What you need to do ::
Go through the lines below and copy each one that holds the string "General".

Task material ::
PR #474, opened 2019-06-22
WIP: Add high-level resource API skeleton support

dongahn:
This is experimental in case people like @cmisale wants to take a peek at where I'm headed. (So don't even attempt to merge at all!)

For our main work, these high-level resource APIs are required to reduce software complexity for our upcoming queue manager support, the module that will directly interface with `job-manager`. In particular, this helps designing our future queue manager to be layered both with RPC and CLI (i.e., for testing) without having to specialize the main code base for each case.  

As I will start to use these APIs in the upcoming queue manager code, the APIs and implementations will be likely to change, but the structure should remain the same.

### DIFF
--- a/configure.ac
+++ b/configure.ac
@@ -166,6 +166,9 @@ AC_CONFIG_FILES([Makefile
   resource/utilities/Makefile
   resource/utilities/test/Makefile
   resource/modules/Makefile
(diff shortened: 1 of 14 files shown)


dongahn:
This will be subsumed by an upcoming PR.

Issue #480, opened 2019-06-28
The version attribute is missing from the R


dongahn:
What's emitted
```console
2019-06-28T17:57:30.207491Z qmanager.info[0]: jobid (576431587328): {"execution":{"R_lite":[{"rank":0,"node":"59fa0c6cd2b8","children":{"core":"3"}}]}}
```

This led to the new execution system's reader error. 
```console
{"timestamp":1561744650.2166536,"name":"exception","context":{"note":"reading R: Object item not found: version"}}
```

dongahn:
It was easy to fix. But then, I get

```
{"timestamp":1561745825.5159779,"name":"exception","context":{"note":"reading R: R_lite: failed to read target rank list"}}
```

```
{"version": 1,"execution":{"R_lite":[{"rank":-1,"node":"node0","children":{"core":"35"}}]}}
```

Change the issue title to capture all of these RV1 compat issues.

dongahn:
Wrong log:

```diff
> {"version": 1,"execution":{"R_lite":[{"rank":-1,"node":"node0","children":{"core":"35"}}]}}
< {"version": 1,"execution":{"R_lite":[{"rank":0,"node":"59fa0c6cd2b8","children":{"core":"3"}}]}}
```

So it turned out, rank info was correctly there with hwloc reader. But the rv1 writer emits the rank as an integer not as a string. After this schema fix:

```console
2019-06-28T19:01:35.899599Z qmanager.info[0]: jobid (212114341888): {"version":1,"execution":{"R_lite":[{"rank":"0","node":"59fa0c6cd2b8","children":{"core":"3"}}]}}

ahn1@59fa0c6cd2b8:/usr/src/scratch$ flux job id --to=kvs 212114341888
job.0000.0031.6300.0000
ahn1@59fa0c6cd2b8:/usr/src/scratch$ flux kvs get -r job.0000.0031.6300.0000.guest.exec.eventlog
{"timestamp":1561748495.907171,"name":"init"}
{"timestamp":1561748495.9112291,"name":"starting"}
{"timestamp":1561748495.9112711,"name":"running","context":{"timer":"3600.000000s"}}
ahn1@59fa0c6cd2b8:/usr/src/scratch$
```

This was the first working end-to-end run!

dongahn:
PR #481 resolved this.

Issue #477, opened 2019-06-26
The absence of duration in flux-jobspec produced JSONs crashes libjobspec


dongahn:
Not sure if this is a flux-core issue or flux-sched issue so I'm starting this at the core first.

```console
ahn1@8a06403418e4:/usr/src/scratch$ flux jobspec srun -n1 hostname | jq > test.json
```

```json
{
  "tasks": [
    {
      "slot": "task",
      "count": {
        "per_slot": 1
      },
      "command": [
        "hostname"
      ],
      "attributes": {}
    }
  ],
  "attributes": {
    "system": {}
  },
  "version": 1,
  "resources": [
    {
      "count": 1,
      "with": [
        {
          "count": 1,
          "type": "core"
        }
      ],
      "type": "slot",
      "label": "task"
    }
  ]
}
```

```console
ahn1@8a06403418e4:/usr/src/scratch$ ../resource/utilities/resource-query -G ../t/data/resource/grugs/tiny.graphml
INFO: Loading a matcher: CA
resource-query>
resource-query> match allocate ./test.json
Segmentation fault
```

I will try to diagnose the issue. But I think we would need testing coverage for this.

SteVwonder:
> OK. Turns out this is not a huge issue. Looks to me: it is just that libjobspec (or resource) requires the duration field. W/o this, the utility led to SIGSEGV.

Nice catch!

> Ultimately, flux-sched will need a config file that allows resource to fill default values into the jobspec fields that are not specified. I will move this ticket to flux-sched.

I wonder if the scheduler is the right place for this or not.  By the time that the scheduler sees the jobspec, it has already been signed by the user and cannot be modified.  Long term, I wonder if this is something that should be handled by front-end tools like `flux-jobspec` and `flux-submit`.  One benefit of the latter being that the ultimate duration used for the job will be documented in the jobspec stored in the KVS.

> I will try to diagnose the issue. But I think we would need testing coverage for this.

Agreed.  The strawman jobspec v1 in https://github.com/flux-framework/rfc/issues/149 requires that the `duration` key exists.  So at least for the period of time that we only support jobspec V1, the `flux-jobspec` command should be modified to always include the `duration` key and the job validator json-schema needs to be updated to require `duration` for the jobspec to pass validation.

dongahn:
[...]

Issue #471, opened 2019-06-19
Need a high-level, simple resource interface within resource (module)


dongahn:
Two use cases:

- As I'm looking at the queue manager layer (a new service that will interact with job manager), I found a need to call either `match.allocate` rpc (to build a service module) or match_allocate function call (to build a testing utility). 

- This will help @cmisale interface our resource infrastructure with Kubernetes and Go.

cmisale:
I saw that you restructured the code quite recently. The code I used as reference for the Go wrapper is older than those changes. 
I see it is basically the same, the newer version has the code just restructured in functions.
I can confirm that such high-level interface will help also in my case.

Talking specifically about my instance, I made that kind of restructuring by myself time ago, to allow a rpc kind of service.
In my code, I have a `ResQWrapper` class where I have the initialization logic (i.e., create the context, set the match subsystem and policy, grug file..) as well as the match method, which prepares the command using method's argument, and then call `cmd_match(ctx, tokens)` function in `command.hpp` file.
I will be available to help and/or provide feedback.

dongahn:
Thanks @cmisale. 

> I see it is basically the same, the newer version has the code just restructured in functions.

Sorry about this. But this project is under active development and this kind of implementation and internal API refactoring is unavoidable. 

One benefit fo introducing a high level interface is to make it stable so that users like you (and me) don't have to change our code much.

dongahn:
@grondo: A question. It would be best for me to minimize `resource`'s flux-core dependency (other than the module itself). One thing that I noticed is that the new execution system introduces a new jobid type `flux_jobid_t`. How does this type work if being casted to `int64_t`? As you can guess, I am wondering if I can still use a non-flux-specific`int64_t` type as the internal jobid type within `resource` and somehow convert`flux_jobid_t` into it.  

If this is not feasible, I will think about other ways.

grondo:
>  I noticed is that the new execution system introduces a new jobid type flux_jobid_t. How does this type work if being casted to int64_t?

`flux_jobid_t` is just:
```C
typedef uint64_t flux_jobid_t;
```

int64_t should work I guess if the code doesn't assume values > 0 and is just using the jobid as a unique identifier. However, it might be better to switch to `uint64_t`.

dongahn:
[...]

Issue #468, opened 2019-06-11
Integrate resource-match with the new scheduler interface


dongahn:
Had a discussion with @grondo yesterday. Though the scheduler interface isn't where he wants it to be, we thought it would be a good idea to start doing the integration work sooner rather than later. Once #467 is merged, I plan to take a crack at this.

dongahn:
@grondo: could you post some pointers as to what files I should start to take a look? Thanks.

grondo:
The helper functions for scheduler integration were developed by @garlick and can be found in `src/common/libschedutil`.

For example uses check out `src/modules/sched-simple` and `t/job-manager/sched-dummy.c`.

We had planned to abstract `libschedutil` into a scheduler specific module interface to simplify scheduler development, however, that work has been pushed off due to other priorities. For now it might be easiest to just copy libschedutil into `flux-sched`. Once we transition to a more polished scheduler interface we could remove that convenience library from flux-sched.

dongahn:
Thanks @grondo. This will be my next priority.

dongahn:
I looked at some of these suggested files. They look great. My feeling is, though, the scheduler loop service at flux-sched will have to be much more complex, and we will need to manage this complexity very carefully. Note that the original `sched` was pretty complex with various scheduler parameter and queueing policy variations (plus embedded emulator, which isn't an issue for this round) and we should use that experience to design this better. My proposal is to make a subdirectory at the top level called `sched` in which we use a similar strategy as `resource`.

- Build up abstractions using C++ classes like `class sched_t` and etc;
- Build a command-line utility in `sched/utilities` like `% sched>` that uses these abstractions such that we can test and debug using the CLI more comprehensively (like `resource-query` did it for resource matching);
- Build a `sched-loop` module as a thin layer atop of sched classes in `sched/modules`.

I also talked with @garlick and @grondo and I will copy `libschedutil` from flux-core to flux-sched in the corresponding location.

dongahn:
@garlick and @grondo: I assume you won't have queueing policies other than fcfs at the job-manager level, correct? So essentially `alloc` will be issued in the fcfs order from 'job-manager'. (though priority and such can change this order). 

This is fine but I thought I should doublecheck.   

When users want the any out of order policy like backfilling at the flux-sched level, I will assume sched will have to use "unlimited" to replicate the entire job queue.

[...]

PR #481, opened 2019-06-28
qmanager to integrate with the new exec system

dongahn:
This PR has the following:

- Define the high level resource API so that our resource infrastructure can be better used by other module users and CLI users. This will also facilitate other language binding (such as Golang) creations.
- Implement this API for the module users.
- Incorporate schedutil from flux-core into flux-sched.
- Introduce the new queuing policy interface. I expect that many classical queueing polices can be implemented by deriving from this class and overriding its `run_sched_loop` interface. Basic queuing operations are already supported by the base classes using C++ STL containers. To make certain queuing operation efficient, I decided not to use `std::list` but use `std::map` keyed by monotonically increasing queuing time.
- Implement the FCFS policy derived class and also added a skeleton EASY policy class with no implementation as a placeholder. Note that the queuing policy interface is designed to be used by future CLI users as well as module users -- useful for testing.
- Use these primitives to implement the first baseline version of qmanager which provides the schedule loop service integrating both the new execution system within flux-core and the resource match service within flux-sched.
- Fix a few RV1 compatibility issues including libjobspec fix

Resolve Issue #480, #468, and #471, #483, and #477.

### DIFF
--- a/qmanager/modules/qmanager.cpp
+++ b/qmanager/modules/qmanager.cpp
@@ -1,0 +1,231 @@
+/*****************************************************************************\
+ *  Copyright (c) 2019 Lawrence Livermore National Security, LLC.  Produced at
+ *  the Lawrence Livermore National Laboratory (cf, AUTHORS, DISCLAIMER.LLNS).
+ *  LLNL-CODE-658032 All rights reserved.
+ *
+ *  This file is part of the Flux resource manager framework.
+ *  For details, see https://github.com/flux-framework.
+ *
+ *  This program is free software; you can redistribute it and/or modify it
+ *  under the terms of the GNU General Public License as published by the Free
+ *  Software Foundation; either version 2 of the license, or (at your option)
+ *  any later version.
+ *
+ *  Flux is distributed in the hope that it will be useful, but WITHOUT
+ *  ANY WARRANTY; without even the IMPLIED WARRANTY OF MERCHANTABILITY or
+ *  FITNESS FOR A PARTICULAR PURPOSE.  See the terms and conditions of the
+ *  GNU General Public License for more details.
+ *
+ *  You should have received a copy of the GNU General Public License along
+ *  with this program; if not, write to the Free Software Foundation, Inc.,
+ *  59 Temple Place, Suite 330, Boston, MA 02111-1307 USA.
+ *  See also:  http://www.gnu.org/licenses/
+\*****************************************************************************/
+
+extern "C" {
+#if HAVE_CONFIG_H
+#include "config.h"
+#endif
+#include <flux/core.h>
+#include "src/common/libschedutil/schedutil.h"
+}
+
+#include "qmanager/policies/base/queue_policy_base.hpp"
+#include "qmanager/policies/base/queue_policy_base_impl.hpp"
+#include "qmanager/policies/queue_policy_factory_impl.hpp"
+
+
+using namespace Flux;
+using namespace Flux::queue_manager;
+using namespace Flux::queue_manager::detail;
+
+/******************************************************************************
+ *                                                                            *
+ *                 Queue Manager Service Module Context                       *
+ *                                                                            *
+ ******************************************************************************/
+
+struct qmanager_ctx_t {
+    flux_t *h;
+    ops_context *ops;
+    queue_policy_base_t *queue;
+};
+
+
+/******************************************************************************
+ *                                                                            *
+ *                     Internal Queue Manager APIs                            *
+ *                                                                            *
+ ******************************************************************************/
+
+extern "C" int jobmanager_hello_cb (flux_t *h, const char *R, void *arg)
+{
+    return 0;
+}
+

Response to the exercise ::
+ *  under the terms of the GNU General Public License as published by the Free
+ *  GNU General Public License for more details.
+ *  You should have received a copy of the GNU General Public License along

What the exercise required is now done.